William Henry Locke Anderson (February 23, 1933 – September 22, 2002) was an American economist and professor at the University of Michigan. During the first half of his career, he did research on macroeconomics; during the second half, he focused on Marxist economics and became an editor of Monthly Review, a Marxist journal.

== Early life and education ==
Anderson earned a B.A. from Williams College in 1955 and a PhD from Harvard University in 1960, immediately after which he joined the economics department of the University of Michigan. He became a full professor in 1968.

== Career ==
In macroeconomics, his research monographs studied corporate finance, investment, and national income theory. He served as a staff economist for the Council of Economic Advisers of the United States President during the administration of Lyndon B. Johnson.

Becoming critical of mainstream economics during the 1960s, he subsequently devoted his energies to Marxian political-economy, believing that "only Marxism provides the intellectual equipment needed to understand the reality of a modern capitalist society". He helped to organize the Union for Radical Political Economy (URPE), which publishes the journal Review of Radical Political Economics. He developed new economics courses in Marxist theory and the economics of women at the University of Michigan and became an associate editor of Monthly Review, a Marxist economics journal, after publishing an essay "Apologizing for capitalism" in 1987. In this essay, Anderson wrote:

As objects of curiosity, although not of course as conversationalists, economists are among the most interesting intellectuals of bourgeois society. They present themselves as scientists and have many of the affectations of science, though they do not have the nerve to wear their cute little white coats in public.
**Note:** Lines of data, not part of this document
PR #576, opened 2020-04-16
docs: start 2.0 migration guide

jayu:
## Motivation

I wanted to inform users on current status of the project since for almost a year there were `1.4.0-beta` releases without a stable version and now we are starting `2.0.0` which might be confusing. 

## Summary

Updated Readme, added Migration guide.

## Test plan

n/a


jayu:
Maybe instead of a change in the readme, it would be more reasonable to create a pinned issue?

PR #580, opened 2020-04-19
Fix empty CSS variables

ImedAdel:
## Motivation

Not passing props to a component results in a list of empty CSS variables. For instance, the following component:

```tsx
export const Box = styled.div<BoxProps>`
	display: ${props => props.display || "flex"};
	background: ${props => props.background || ""};
	background-color: ${props => props.backgroundColor || ""};
	flex-wrap: ${props => props.flexWrap || ""};
	flex-direction: ${props => props.flexDirection || ""};
	margin: ${props => props.margin || ""};
	padding: ${props => props.padding || ""};
	height: ${props => props.height || ""};
	width: ${props => props.width || ""};
	border: ${props => props.border || ""};
	border-radius: ${props => props.borderRadius || ""};
	border-width: ${props => props.borderWidth || ""};
	border-color: ${props => props.borderColor || ""};
`;
```

When later used without specifying all of the props, results in a list of empty CSS variables such as the following:

2020-04-19 20_55_35-Centige

## Summary

This fix would skip any `null`, `undefined`, or empty string variable.

### DIFF
--- a/src/react/styled.ts
+++ b/src/react/styled.ts
@@ -98,7 +98,7 @@ function styled(tag: any): any {
 
           warnIfInvalid(value, options.name);
           // skip empty values
-          if(value !== null && typeof value !== undefined && value !== "") {
+          if (value !== null && typeof value !== undefined && value !== '') {
             style[`--${name}`] = `${value}${unit}`;
           }
         }
--- a/src/react/styled.ts
+++ b/src/react/styled.ts
@@ -97,8 +97,10 @@ function styled(tag: any): any {
           const value = typeof result === 'function' ? result(props) : result;
 
           warnIfInvalid(value, options.name);
-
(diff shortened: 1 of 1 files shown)


satya164:
The reason it's not doing that is because it's most likely a bug/typo when a prop is undefined/null. There's even a warning for that. In addition `border-radius: ;` is not a valid CSS.

If your props can be `undefined`, you should specify some default values to use instead using `defaultProps`.

ImedAdel:
@satya164 Yup. That's what I was initially doing. However, Emotion, for example, skips undefined values. I think that it can be cleaner for some use cases.

jayu:
I agree with @satya164 and I think it will be easier to debug issues if we left the variables. But thanks @ImedAdel for your contribution anyway!

PR #1428, opened 2020-10-21
zathura-pdf-mupdf: add gumbo-parser as dep

noocsharp:
## Existing package


dylanaraps:
I'm confused about this change. `gumbo` does not appear anywhere in the repository?

https://github.com/pwmt/zathura-pdf-mupdf/search?q=gumbo

noocsharp:
This is really fixing an issue that's been present after upgrading libmupdf to 1.18 and adding gumbo as a dependency. The patch makes zathura-pdf-mupdf link against gumbo, along with the other already present libmupdf dependencies. If we don't explicitly tell it to link against gumbo, it will build, but it will complain about missing symbols related to gumbo when you try to open a pdf.

PR #1443, opened 2020-10-26
youtube-dl: update checksum

Vouivre:
## Existing package

- [x] I am the maintainer of this package.

PR #1444, opened 2020-10-26
youtube-dl: update checksum (bis)

Vouivre:
## Existing package

If there is the same problem as PR https://github.com/kisslinux/community/pull/1443, just tell me what is wrong. I have 
installed this version and I didn't see which file were installed on `/`.

Thanks!


dylanaraps:
See how it creates `community/version` instead of modifying `community/community/youtube-dl/version`? https://github.com/Vouivre/community/blob/c81530e634764cf6f7d7d81fa5ce1e0ad25646c3/version

onodera-punpun:
I'm still having a checksum mismatch...

dylanaraps:
Looks like we'll need to find a mirror.

Vouivre:
Here perhaps:

https://yt-dl.org/download.html

Do I update this package with this sources ? 

Perhaps we could also drop it to use an alternative. I will probably open a subject on the KISS Linux community on Reddit.

PR #1456, opened 2020-10-29
youtube-dl: update sources

Vouivre:
## Existing package

Please have a look at the repo before merging, it seems to me to be a reliable fork of `youtube-dl`. 
I hope it fixes the checksum problem.


dylanaraps:
We should hold off on updating (or changing which remote we use) until it's clear as to what will happen to youtube-dl. This PR is fine as the checksums are identical for the sources.

Vouivre:
At the beginning I only wanted to update the sources. But there was some problems, the last was the reported checksum mismatch. If it's ok now, I don't want to update it anymore until a solution is found. Thank you for merging!

Issue #1460, opened 2020-10-30
Dropping some packages


eudaldgr:
* [x] ~~2bwm~~ @Vouivre 
* [x] ~~aerc~~ @muevoid 
* [x] ~~birch~~ - @dylanaraps 
* [x] ~~btpd~~ - @noocsharp 
* [x] ~~dejavu-ttf~~ @Vouivre 
* [x] ~~font-awesome-otf~~
* [x] ~~font-awesome-ttf~~
* [x] ~~hack~~ @dylanaraps 
* [x] ~~ledger~~ dropped from community
* [x] ~~libburn~~ @dylanaraps 
* [x] ~~libisoburn~~
* [x] ~~libisofs~~ @dylanaraps 
* [x] ~~radare2~~ dropped from community
* [x] ~~sc~~ @Xeno-Hypster 
* [x] ~~sc-im~~ @Vouivre 
* [x] ~~scdoc~~ @dylanaraps 
* [x] ~~shfm~~ @dylanaraps 
* [x] ~~squashfs-tools~~ @git-bruh 
* [x] ~~surf~~ @mcpcpc 
* [x] ~~svkbd~~ - @nikotidar 
* [x] ~~syslinux~~ dropped from community
* [x] ~~zzz~~ @dylanaraps ~~@onodera-punpun~~ ??

dylanaraps:
I'll take birch and shfm (for obvious reasons) ;)

mcpcpc:
I'll take surf

onodera-punpun:
I'll take `zzz`

Xeno-Hypster:
I'll be happy to take sc.

noocsharp:
I can take btpd

TAAPArthur:
I can take ledger and svkbd

Vouivre:
I will adopt 2bm, sc-im and dejavu-ttf. Unfortunately there are some errors when I build sc-im and dejavu-ttf. I will first fix them.

dylanaraps:
Build fix for dejavu-ttf:

```sh
#!/bin/sh -e

for file in ttf/*.ttf; do
    install -Dm644 "$file" "$1/usr/share/fonts/TTF/${file##*/}"
done
```

dylanaraps:
Build fix for `sc-im`:

```sh
#!/bin/sh -e

export CFLAGS="$CFLAGS -fcommon"

make -C src
make -C src \
    DESTDIR="$1" \
    prefix=/usr \
    install
```

[...]

PR #1519, opened 2020-11-06
sc-im: -fcommon flag added to CFLAGS

Vouivre:
Package adopted (see https://github.com/kisslinux/community/issues/1460). 

`build` file modified by addind the flag `-fcommon` in `CFLAGS`.


dylanaraps:
You still must modify the version file. :+1:

Vouivre:
Ok, done! I understood that a change had to be done to adopt a package. When the package is fine, the file `version` can be changed. Why is it necessary to always change it to adpot a package ?

dylanaraps:
Maintainer is based on latest commit to the version file.

Vouivre:
Thank you!

PR #1577, opened 2020-11-19
libedit: patch for gcc-less systems

trbednarzyk:
## Existing package

### DIFF
--- a/community/libedit/build
+++ b/community/libedit/build
@@ -1,5 +1,10 @@
 #!/bin/sh -e
 
+# Allows compilation as long as wchar_t is 32 bits (signed or unsigned), even if
+# __STDC_ISO_10646__ isn't defined, which seems to be the case for musl + LLVM
+# without gcc.
+sed -i 's/#ifndef __STDC_ISO_10646__/#if WCHAR_MAX < 2147483647/' src/chartype.h
+
 ./configure \
     --prefix=/usr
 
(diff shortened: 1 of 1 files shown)


community/libedit/build
```diff
@@ -1,5 +1,10 @@
 #!/bin/sh -e
 
+# Allows compilation as long as wchar_t is 32 bits (signed or unsigned), even if
+# __STDC_ISO_10646__ isn't defined, which seems to be the case for musl + LLVM
+# without gcc.
+sed -i 's/#ifndef __STDC_ISO_10646__/#if WCHAR_MAX < 2147483647/' src/chartype.h
+
```
dylanaraps, line 7: Musl defines this.  Just add this header to `src/chartype.h`: `#include <stdc-predef.h>`.

trbednarzyk: You're right. I had actually checked this file earlier but I somehow missed that particular line. I'll fix that in a second.

dylanaraps: However, it seems that llvm/clang are supposed to automatically include this file if it exists: https://reviews.llvm.org/D34158

dylanaraps: GCC also pre-includes it (which is why GCC builds work). See: https://gcc.gnu.org/gcc-4.8/porting_to.html

dylanaraps: Yup. These made it upstream:: https://github.com/llvm/llvm-project/commit/5c086c7626fab2617c0178a3951378bcbce2271c https://github.com/llvm/llvm-project/commit/bb322555afb4fb135abc48fbb3383b7216557995

trbednarzyk: Strange that it's still happening then. I'll look into why it's not getting included automatically later (probably next week).

PR #433, opened 2015-01-12
Adding documentation for enabling memory cgroup in Debian.

### LINKED ISSUE #432: cAdvisor does not return memory data on Debian
I have had some troubles making cAdvisor work on Debian, especially returning data on the memory, and I wanted to share the solution! The use case is a [Docker based PaaS dedicated to Java/JEE applications] (http://cloudunit.fr/).

By default, the Cgroup memory controller is in the state missing on Debian, so cAdvisor does not collect the relevant data.

The solution simply consists in adding the line:
```bash
GRUB_CMDLINE_LINUX="cgroup_enable=memory"
```
to the file `/etc/default/grub`. Then, one has to run: `sudo update-grub2` and reboot.

[A more detailed article](http://blog.treeptik.fr/2014/12/cadvisor-sous-debian/) is available on our blog.

vmarmol:
Fixes #432.


rjnagal:
LGTM

PR #434, opened 2015-01-12
cAdvisor 0.8.0

vmarmol:


vishh:
LGTM.

rjnagal:
Do we still have the issue with cAdvisor not able to get to docker socket
on Redhat?

vmarmol:
Note sure...we should test :)

PR #437, opened 2015-01-13
Add a utility to read cpu load stats.

rjnagal:


utils/cpuload/conn.go
```diff
@@ -0,0 +1,89 @@
...
+type Connection struct {
+	fd   int
+	pid  uint32
+	seq  uint32
+	addr syscall.SockaddrNetlink
+	rbuf *bufio.Reader
+}
+
+// Create and bind a new netlink socket.
+func NewConnection() (*Connection, error) {
```
vmarmol: Do we want to have a separate netlink in util? It seems like we're starting to make an interface for it. I'm fine leaving here for now and making all private.

utils/cpuload/cpuload.go
```diff
@@ -0,0 +1,83 @@
...
+
+	"github.com/golang/glog"
+)
+
+type CpuLoadReader struct {
+	familyId uint16
+	conn     *Connection
+}
+
+func NewCpuLoadReader() (*CpuLoadReader, error) {
```
vmarmol: Can just be New() since it is the only thing exposed by the cpuload package :)

utils/cpuload/cpuload.go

But for more than two centuries they have been dedicated producers of the legitimizing ideology of capitalism, its nerve gas for the home front.

Anderson supervised the doctoral dissertations of Dean Baker and Mark Weisbrot.

== Personal life ==
Anderson took early retirement from the University of Michigan in 1988 and moved to New York City, where he was a parishioner of the Abyssinian Baptist Church. He died on September 22, 2002.